I am in awe of the hon. Gentleman’s knowledge of Bill provisions and so on. I just have to tell him, light-heartedly, that I was told, “No one will talk about this clause,” to which I replied, “I wouldn’t bet on that.” [Laughter.] That is very much off the record, if the hon. Gentleman knows what I mean, but I pay tribute to his assiduousness. He is absolutely right to raise whatever points he wants. Although the clause is a standard Bill clause, he has managed really to do it justice—[Laughter.] I mean that sincerely; I am not laughing at him at all. I think it is brilliant—I really do.
The hon. Gentleman essentially asks why some provisions are subject to the affirmative procedure and some to the negative procedure. He will know that some provisions delegate or give further reaching powers and therefore require greater parliamentary scrutiny.
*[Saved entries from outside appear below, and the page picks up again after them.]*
PR #535, opened 2020-01-03
[DB-765][risk=no] new footer

mhigbyflowers:
looks like a pulled in the color and font adjustment by mistake, but we are going forward with it so I think it should be fine.


SrushtiGangireddy (approved):
Looks good except for the test fail in app.component.html, thanks.

PR #541, opened 2020-01-09
[risk=no] [DB-898] roll up icd10 condition counts

SrushtiGangireddy:
1. Roll up icd10 condition concepts


mhigbyflowers (approved):
👍 look good, thanks

PR #542, opened 2020-01-14
[risk=no] [DB-892] restructure and speed up survey

SrushtiGangireddy:
1. Splitting the api call as huge data fetch causing the api to be slow.


mhigbyflowers (approved):
thanks,
looks good 👍

PR #33, opened 2018-07-23
move api key out of config

sghiaa:


lib/signs_ui_web/controllers/messages_controller.ex
```diff
@@ -10,7 +10,7 @@ defmodule SignsUiWeb.MessagesController do
 
   def create(conn, params) do
     case Messages.add_message(params) do
-      {:ok, messages} ->
+      {:ok, _messages} ->
```
dmaltzan: what's this part?

sghiaa: there was a compile warning so  i guess i drive by'd it.  i can do it separately if youd prefer.

dmaltzan: nope that's fine.

PR #34, opened 2018-07-24
And here's the frontend approach with Elm!

losvedir:


losvedir:
Closing in favor of the react approach.

PR #35, opened 2018-07-26
ASH/GJD Sign UI

losvedir:
Asana: [M: an admin can understand the messages in the form of a sign](https://app.asana.com/0/584764604969369/719454568907232)

screen shot 2018-07-26 at 9 39 18 am

There's a known bug where if realtime_signs tries to update both signs at the same time, only the bottom line is updated here. That will be addressed in a separate ticket.

Following a conversation with Ryan, and the conventions used in the `create-react-app` helper, I introduced Jest for JS testing and Enzyme for react testing. With Enzyme you can mount your JSX components and then simulate interacting with them (sending in clicks and such), and then querying and asserting against how it should behave. It's kind of in the middle of unit and integration tests. Slower and more in depth than a unit test, but much lighter than bringing in wallaby or something like that. Unit tests are of course possible as well. This PR adds some unit tests and an enzyme test. I'll update our semaphore to run the tests as part of CI.

### DIFF
--- a/assets/js/Sign.js
+++ b/assets/js/Sign.js
@@ -3,10 +3,12 @@ import React, { Component } from 'react';
 class Sign extends Component {
   render() {
     return (
-      <div className="sign">
-        <div>id: {this.props.signId}</div>
-        <div>lineOne: {this.props.lineOne}</div>
-        <div>lineTwo: {this.props.lineTwo}</div>
+      <div className="viewer--sign">
+        <div className="viewer--sign-id">{this.props.signId}</div>
+        <div className="viewer--sign-lines">
+          <div className="viewer--sign-line">{this.props.lineOne}</div>
+          <div className="viewer--sign-line">{this.props.lineTwo}</div>
+        </div>
       </div>
     );
   }
--- a/assets/js/Sign.js
+++ b/assets/js/Sign.js
@@ -1,0 +1,14 @@
+import React, { Component } from 'react';
+
+class Sign extends Component {
+  render() {
+    return (
+      <div className="sign">
+        <div>id: {this.props.signId}</div>
+        <div>content: {JSON.stringify(this.props.content)}</div>
+      </div>
+    );
+  }
+}
+
+export default Sign;
--- a/assets/js/Sign.js
+++ b/assets/js/Sign.js
@@ -5,7 +5,8 @@ class Sign extends Component {
     return (
       <div className="sign">
         <div>id: {this.props.signId}</div>
-        <div>content: {JSON.stringify(this.props.content)}</div>
+        <div>lineOne: {this.props.lineOne}</div>
+        <div>lineTwo: {this.props.lineTwo}</div>
       </div>
     );
   }
--- a/assets/js/Viewer.js
+++ b/assets/js/Viewer.js
@@ -6,10 +6,10 @@ class Viewer extends Component {
     return(
       <ul>
         {Object.keys(this.props.signs).map( (key, index) => {
-
+          let lines = this.props.signs[key];
+          return <li key={key}><Sign signId={key} lineOne={lines[0]} lineTwo={lines[1]}></Sign></li>
         })}
       </ul>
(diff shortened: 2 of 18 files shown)


assets/js/Viewer.js
```diff
@@ -1,17 +1,21 @@
...
   render() {
     return(
-      <ul>
-        {this.props.messages.map( msg => {
-          return(
-            <li key={msg}>{msg}</li>
-          );
+      <div>
+        {this.sortedKeys(this.props.signs).map( (key, index) => {
+          let lines = this.props.signs[key];
```
meagonqz: let/const are blocked scoped so this can be const since you don't change it

I'd recommend adding eslint with the airbnb config to catch stuff like this, it's a good ES6 teacher. https://www.npmjs.com/package/eslint-config-airbnb

assets/js/ViewerApp.js
```diff
@@ -19,17 +21,17 @@ class ViewerApp extends Component {
       .join()
       .receive("ok", response => {console.log("Joined successfully", response)});
 
-    channel.on("new_msg", payload => {
+    channel.on("sign_update", ({sign_id, line_number, text}) => {
       this.setState({
```
meagonqz: If you're using setState with this.state, due to the batching of setState, you want to pass a function to setState, not an object.

https://reactjs.org/docs/state-and-lifecycle.html#state-updates-may-be-asynchronous

assets/js/Viewer.js
```diff
@@ -1,17 +1,21 @@
...
 class Viewer extends Component {
   render() {
     return(
-      <ul>
-        {this.props.messages.map( msg => {
-          return(
-            <li key={msg}>{msg}</li>
-          );
+      <div>
+        {this.sortedKeys(this.props.signs).map( (key, index) => {
```
meagonqz: It doesn't look like you use index so you can just remove it.

assets/js/Sign.js
```diff
@@ -0,0 +1,17 @@
+import React, { Component } from 'react';
+
+class Sign extends Component {
+  render() {
```
meagonqz: it's common to do something like `const { signId, lineOne, lineTwo } = this.props` at the top of a render declaration, and then you could just do {signId} below...stylistic choice though

lib/signs_ui/signs/messages.ex
```diff
@@ -24,8 +24,22 @@ defmodule SignsUi.Signs.Messages do
   end
 
   def handle_call({:add_message, message}, _from, messages) do
-    SignsUiWeb.Endpoint.broadcast!("signs:all", "new_msg", %{body: "#{inspect(message)}"})
-    messages = Enum.take([message | messages], 10)
+    sta = message["sta"]
+    [duration, zone_line, text] = String.split(message["c"], ["~", "-"])
```
losvedir: I have some comments on parsing this info generally (e.g. maybe using a Regex, and allowing for the different components to be in a different order, which I think is allowed), but it's probably all superseded by the custom parser stuff you're looking into now related to Phoenix eating the duplicate command, so I think this is fine for our first pass.

assets/js/Viewer.js
```diff
@@ -1,17 +1,21 @@
...
+          let lines = this.props.signs[key];
+          return <Sign key={key} signId={key} lineOne={lines[0]} lineTwo={lines[1]}></Sign>
         })}
-      </ul>
+      </div>
     );
   }
+
+  sortedKeys(signs) {
+    return Object.keys(signs).slice(0).sort();
```
meagonqz: I don't think you need the `.slice(0)` here

losvedir:
@meagonqz - Awesome, thanks so much for the review and pointers! I added `eslint` with the `airbnb` config and updated CI to require it to pass. It was a pretty good learning experience making all the changes it required.

assets/js/Viewer.js
losvedir: Ah, yeah. Good catch.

The clause provides that a statutory instrument containing measures relating to any of the following must be made under the affirmative procedure: clause 2, on the transfer of functions to the OGA, regarding amending or repealing any Act or provision of an Act; clause 46(7), which contains the power to amend the maximum amount of financial penalty chargeable by the OGA; clause 64(6), on disclosure by the OGA to certain persons; and clause 67(1), which determines the confidentiality periods that are to apply to protected material before it can be published or made public. Any other statutory instrument—other than those dealing with commencement—made under the Bill will be subject to the negative procedure.
In answer to the hon. Gentleman’s well-made points about the time at which the legislation receives Royal Assent, I assure him that we are confident that the Bill will get that assent in time for us to meet our manifesto commitments.